В самой усадьбе было пусто, по комнатам ходили два тракториста с экскурсоводом, он им серьезно рассказывал про Пушкина, трактористы слушали, качали головами, соглашаясь. Я, грешница, немного позавидовала Пушкину: была бы у нас с Ванечкой такая же усадьба, жили бы мы над Соротью, пытали бы кукушку про счастливые годы... Я и трактористам позавидовала – я одна, а они – вдвоем. Пора было возвращаться домой.

А седая бабушка, в парке, водимая неугомонной беленькой собачонкой, всё поглядывает и поглядывает в мою сторону. С тревогой. Она привыкла видеть нас вдвоем. Как-то мы гуляли по аллее, и Ваня похвалил собачонку – мол, сообразительная, толковая – он в животных души не чает. А старушка в долгу не осталась:

– Люди, когда находят друг друга, их всегда видно, – и захромала дальше...
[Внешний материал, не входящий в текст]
PR #32, opened 2016-12-01
Add clientName parameter to AssessmentService.findAssessmentByKey()

jeffjohnson9046:
Add `clientName` parameter to `AssessmentService.findAssessmentKey()` method call.

### DIFF
--- a/service/src/main/java/tds/exam/services/AssessmentService.java
+++ b/service/src/main/java/tds/exam/services/AssessmentService.java
@@ -10,8 +10,10 @@ import tds.assessment.Assessment;
 public interface AssessmentService {
     /**
      * Finds the {@link tds.assessment.Assessment}
+     *
+     * @param clientName The name of the client (e.g. SBAC or SBAC_PT)
      * @param key unique key for the assessment
      * @return {@link tds.assessment.Assessment the assessment}
      */
-    Optional<Assessment> findAssessmentByKey(String key);
+    Optional<Assessment> findAssessmentByKey(String clientName, String key);
 }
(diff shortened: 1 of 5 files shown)


service/src/main/java/tds/exam/services/AssessmentService.java
```diff
@@ -10,8 +10,10 @@
 public interface AssessmentService {
     /**
      * Finds the {@link tds.assessment.Assessment}
+     *
+     * @param clientName The name of the client (e.g. SBAC or SBAC_PT)
      * @param key unique key for the assessment
      * @return {@link tds.assessment.Assessment the assessment}
      */
-    Optional<Assessment> findAssessmentByKey(String key);
+    Optional<Assessment> findAssessmentByKey(String clientName, String key);
```
jeffjohnson9046: Throughout most of our code, the signature for `findAssessmentByKey` is `findAssessmentByKey(clientName, assessmentKey`.  However, in the TDS_AssessmentService, the `AssessmentQueryRepository` has the signature set to `findAssessmentByKey(assessmentKey, clientName)` (the parameters are reversed).  At some point, we should probably come back and clean that up, but I think that's a separate pull request.

millerts: I vote that you change it now.

jtreuting: I know I'm totally late to the game here, but do we need the `ByKey` part?  Seems like that is the implied behavior of an `findAssessment` call.

millerts: No.  I'll make the change in a PR I'll have up in a few

PR #35, opened 2016-12-09
InitializeSegments implementation

burzum619:
The main method of focus for this pull request is ExamSegmentService.initializeExamSegments() which replaced StudentDLL._InitializeTestSegments_SP() in the legacy application.

In summary, initializeExamSegments() does the following:

         1. Loops over each Segment in the selected assessment, creating an exam-specific representation of the segment
         2. ExamSegment is populated with various pieces of data that are dependent on the selection algorithm
            a. fixed form segments contain form data, and the number of items is fixed based on the language
            b. adaptive segments contain a segment pool containing all possible items, as well as the number of items
               that need to be selected from the segment pool
         3. Inserts a record into exam_segments for each segment initialized

- For the time  being, FieldTestService.selectItemGroups() is stubbed out until feedback is received from Smarter Balanced and the method is implemented. All other code that is not simulation mode-specific called by InitializeSegments is complete.
- Form cohort related code is currently being ignored while we determine whether or not form cohorts are actually utilized by Smarter Balanced.
- Contains some minor changes to support Segment refactor

### DIFF
--- a/service/src/main/java/tds/exam/repositories/impl/ExamSegmentCommandRepositoryImpl.java
+++ b/service/src/main/java/tds/exam/repositories/impl/ExamSegmentCommandRepositoryImpl.java
@@ -5,7 +5,11 @@ import org.springframework.beans.factory.annotation.Qualifier;
 import org.springframework.jdbc.core.namedparam.MapSqlParameterSource;
 import org.springframework.jdbc.core.namedparam.NamedParameterJdbcTemplate;
 import org.springframework.jdbc.core.namedparam.SqlParameterSource;
+import org.springframework.jdbc.core.namedparam.SqlParameterSourceUtils;
 import org.springframework.stereotype.Repository;
+
+import java.util.ArrayList;
+import java.util.List;
 
 import tds.common.data.mapping.ResultSetMapperUtility;
 import tds.common.data.mysql.UuidAdapter;
@@ -29,25 +33,28 @@ public class ExamSegmentCommandRepositoryImpl implements ExamSegmentCommandRepos
      * @inheritDoc
      */
     @Override
-    public void insert(final ExamSegment segment) {
-        final SqlParameterSource parameters =
-                new MapSqlParameterSource("examId", UuidAdapter.getBytesFromUUID(segment.getExamId()))
-                        .addValue("assessmentSegmentKey", segment.getAssessmentSegmentKey())
-                        .addValue("assessmentSegmentId", segment.getAssessmentSegmentId())
-                        .addValue("segmentPosition", segment.getSegmentPosition())
-                        .addValue("formKey", segment.getFormKey())
-                        .addValue("formId", segment.getFormId())
-                        .addValue("algorithm", segment.getAlgorithm())
-                        .addValue("examItemCount", segment.getExamItemCount())
-                        .addValue("fieldTestItemCount", segment.getFieldTestItemCount())
-                        .addValue("fieldTestItems", String.join(",", segment.getFieldTestItems()))
-                        .addValue("formCohort", segment.getFormCohort())
-                        .addValue("poolCount", segment.getPoolCount())
-                        .addValue("isSatisfied", segment.isSatisfied())
-                        .addValue("isPermeable", segment.isPermeable())
-                        .addValue("restorePermeableOn", segment.getRestorePermeableCondition())
-                        .addValue("dateExited", ResultSetMapperUtility.mapInstantToTimestamp(segment.getDateExited()))
-                        .addValue("itemPool", String.join(",", segment.getItemPool()));
+    public void insert(final List<ExamSegment> segments) {
+        final List<SqlParameterSource> parameterSources = new ArrayList<>();
+        segments.forEach(segment -> {
+                SqlParameterSource parameters = new MapSqlParameterSource("examId", UuidAdapter.getBytesFromUUID(segment.getExamId()))
+                    .addValue("segmentKey", segment.getSegmentKey())
+                    .addValue("segmentId", segment.getSegmentId())
+                    .addValue("segmentPosition", segment.getSegmentPosition())
+                    .addValue("formKey", segment.getFormKey())
+                    .addValue("formId", segment.getFormId())
+                    .addValue("algorithm", segment.getAlgorithm().getType())
+                    .addValue("examItemCount", segment.getExamItemCount())
+                    .addValue("fieldTestItemCount", segment.getFieldTestItemCount())
+                    .addValue("formCohort", segment.getFormCohort())
+                    .addValue("poolCount", segment.getPoolCount())
+                    .addValue("isSatisfied", segment.isSatisfied())
+                    .addValue("isPermeable", segment.isPermeable())
+                    .addValue("restorePermeableOn", segment.getRestorePermeableCondition())
+                    .addValue("dateExited", ResultSetMapperUtility.mapInstantToTimestamp(segment.getDateExited()))
+                    .addValue("itemPool", String.join(",", segment.getItemPool()));
+
+                parameterSources.add(parameters);
+            });
 
         final String segmentQuery =
                 "INSERT INTO exam_segment (\n" +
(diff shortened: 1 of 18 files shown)


service/src/main/java/tds/exam/repositories/impl/ExamSegmentCommandRepositoryImpl.java
```diff
@@ -119,4 +120,42 @@ public void update(final ExamSegment segment) {
 
         jdbcTemplate.update(segmentEventQuery, parameters);
     }
+
+    @Override
+    public void update(final List<ExamSegment> segments) {
```
jtreuting: Seems like we should combine the `update(List)` and `update(obj)` so that the logic is not duplicated.  How about `update(obj)` putting the item into a list and calling `update(List)`

service/src/main/java/tds/exam/repositories/impl/ExamSegmentCommandRepositoryImpl.java
```diff
@@ -60,36 +67,30 @@ public void insert(final ExamSegment segment) {
...
                 "   :fieldTestItemCount, \n" +
-                "   :fieldTestItems, \n" +
                 "   :formCohort, \n" +
                 "   :poolCount \n" +
                 ")";
 
-        jdbcTemplate.update(segmentQuery, parameters);
-        update(segment);
+        jdbcTemplate.batchUpdate(segmentQuery, parameterSources.toArray(new SqlParameterSource[parameterSources.size()]));
+        update(segments);
```
jtreuting: Don't we need these 2 statements to run in a transaction so that it's all or nothing?

burzum619: Agreed, but do we want transactions at both the service level (not yet implemented) and the repo level?

service/src/main/java/tds/exam/repositories/impl/ExamSegmentCommandRepositoryImpl.java
burzum619: Yep, I like that idea.

millerts: I did a similar thing in my branch but I used a varargs.  You can see it [here](https://github.com/SmarterApp/TDS_ExamService/blob/feature/previousExamAccommodations/service/src/main/java/tds/exam/repositories/impl/ExamAccommodationCommandRepositoryImpl.java#L59)

service/src/main/java/tds/exam/repositories/impl/ExamSegmentCommandRepositoryImpl.java
jtreuting: Yeah service level makes sense to me for sure.  This was just the first time I specifically saw a place where it was needed because of 2 separate inserts.  Good to hear we have a JIRA for it, so that's good.

service/src/main/java/tds/exam/services/impl/ExamSegmentServiceImpl.java
```diff
@@ -0,0 +1,153 @@
...
+                selectedForm = ((FixedFormSegment)segment).getForm(languageCode);
+                poolCount = selectedForm.getLength();
+            } else { // Algorithm is adaptive2
+                segmentPoolInfo = segmentPoolService.computeSegmentPool(exam.getId(),
+                    (AdaptiveSegment) segment, assessment.getItemConstraints(), languageCode);
+                itemPool = segmentPoolInfo.getItemPool();
+                poolCount = segmentPoolInfo.getPoolCount(); // poolCount does not always == itemPool.size
+
+                /* In legacy, opitemcnt = segment's max items. See lines [4624], [4630], [4672] */
+                if (fieldTestService.isFieldTestEligible(exam, assessment, segment.getKey(), languageCode)
```
millerts: Which line in StudentDLL contains this logic check?  I can't follow based on the comment right above the conditional.

service/src/main/java/tds/exam/services/impl/ExamSegmentServiceImpl.java
```diff
@@ -0,0 +1,153 @@
...
+                    && segmentPoolInfo.getLength() == segment.getMaxItems()) {
+                    fieldTestItemCount = fieldTestService.selectItemGroups(exam, assessment, segment.getKey(), languageCode);
+                }
+
+                if (fieldTestItemCount + segmentPoolInfo.getLength() == 0) {
```
millerts: Could change this to `isSatisfied = fieldTestItemCount + segmentPoolInfo.getLength() == 0;`

service/src/main/java/tds/exam/services/impl/ExamSegmentServiceImpl.java
```diff
@@ -0,0 +1,153 @@
...
+                    isSatisfied = true;
+                }
+            }
+
+            // Keep track during the segment loop if items exist(do not need to check again if itemsInPool = true in prior segment)
```
millerts: Where is itemsInPool?  Reading this comment it makes me think there should be a boolean variable of the same name.

service/src/test/java/tds/exam/services/impl/ExamSegmentServiceImplTest.java
```diff
@@ -0,0 +1,492 @@
...
+
+import static org.assertj.core.api.Java6Assertions.assertThat;
+import static org.mockito.Mockito.mock;
+import static org.mockito.Mockito.verify;
+import static org.mockito.Mockito.when;
+
+@RunWith(SpringJUnit4ClassRunner.class)
+@SpringBootTest
+@Transactional
+public class ExamSegmentServiceImplTest {
```
millerts: Do you need to use any of the annotations?  It looks like this is a unit test not an integration test with you passing in all the dependencies.  Am i missing the use of Spring somewhere?  If this was done to get the `@Captor` to work you should instead replace the annotations above with `@RunWith(MockitoJUnitRunner.class)`.  That'll trigger the captor annotation.  If you wanted to take it a step further you could also get rid of the `mock(Class)` in the setup and instead leverage the `@Mock` annotation.  Your call on that last one.

service/src/test/java/tds/exam/services/impl/ExamSegmentServiceImplTest.java
```diff
@@ -0,0 +1,492 @@
...
+    @Test(expected = IllegalStateException.class)
+    public void shouldThrowExceptionForNoItemsFound() {
+        Exam exam = new ExamBuilder().build();
+        ExamAccommodation language = new ExamAccommodation.Builder()
+            .withCode("ENU")
+            .build();
+        AdaptiveSegment segment = (AdaptiveSegment) new SegmentBuilder()
+            .withSelectionAlgorithm(Algorithm.ADAPTIVE_2)
+            .withMaxItems(5)
+            .build();
```
millerts: Instead of a build method maybe add a `buildFixedForm()` and `buildAdaptive()` to the builder so you don't have to cast?

service/src/main/java/tds/exam/services/FieldTestService.java
```diff
@@ -18,4 +18,6 @@
      * @return  true if the the exam segment is eligible for a field test, false otherwise
      */
     boolean isFieldTestEligible(Exam exam, Assessment assessment, String segmentKey, String languageCode);
+
+    int selectItemGroups(Exam exam, Assessment assessment, String segmentKey, String languageCode);
```
burzum619: Didn't add javadocs to this method yet because the requirements are still unclear and it has not been implemented yet.

service/src/main/java/tds/exam/services/impl/ExamSegmentServiceImpl.java
burzum619: Sorry, the variable name was changed but the comment wasn't updated. Fixed.

service/src/test/java/tds/exam/services/impl/ExamSegmentServiceImplTest.java
burzum619: Good call, thanks.

service/src/main/java/tds/exam/services/FieldTestService.java
millerts: Why is it being added then?  Seems like we shouldn't add it until we implement it.

service/src/test/java/tds/exam/services/impl/ExamSegmentServiceImplTest.java
millerts: After our in person review this is no longer necessary.

burzum619:
Closing PR. Will create new PR with changes to form selection + integration w/ recent assessment service refactoring.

Этот парк, где мы провели годы и годы, как он пострадал от урагана, налетевшего на Москву! Десятки деревьев были выворочены с корнями – в самом цвете, в самой силе, могучие тополя, дубы, клены, березы, вязы. Остались деревья потоньше, с редкими кронами, те, что спрятались в беду за великанами. Парк здорово поредел, потерял в своей тенистой красоте. Мы часто говорим с Ваней о погибших деревьях, о тех влюбленных, что придут сюда после нас, и никогда, никогда не узнают, какие буйные кроны шумели над нашими головами, какие счастливые птицы вили в них гнезда, и как в святые минуты плотно сомкнутые стволы деревьев были нашим домом, самым дорогим пристанищем. Мне все еще страшно думать о том, что я – состарюсь, и он – состарится, и что время свалит нас, как свалил когда-то ураган деревья в нашем парке. Но мне хотелось рассказать о своей любви ярко, молодо, ясно, о любви в её летнем расцвете, великом полуденном покое, когда чаша жизни, золотая, все еще полна и бездонна. Я иду, стремительно, почти бегу, ему навстречу, моему любимому Ванечке, и далеко позади осталась хромая старушка с собачонкой, и отстали все, все, что маются в одиночестве, и лишь миг разделяет нашу встречу! И каждый раз этот миг кажется мне самым тяжелым, самым труднопреодолимым препятствием, и чтобы не разлучиться, не разойтись, мы уже не бежим навстречу друг другу, а летим. И детские сны, те самые, в которых растут, кажутся по сравнению с явью такими мимолетными, быстротечными, мучительными, что я думаю: каким же должен быть рай, если в земной жизни столько любви?! Да и нужен ли он, если нас в нем не будет?!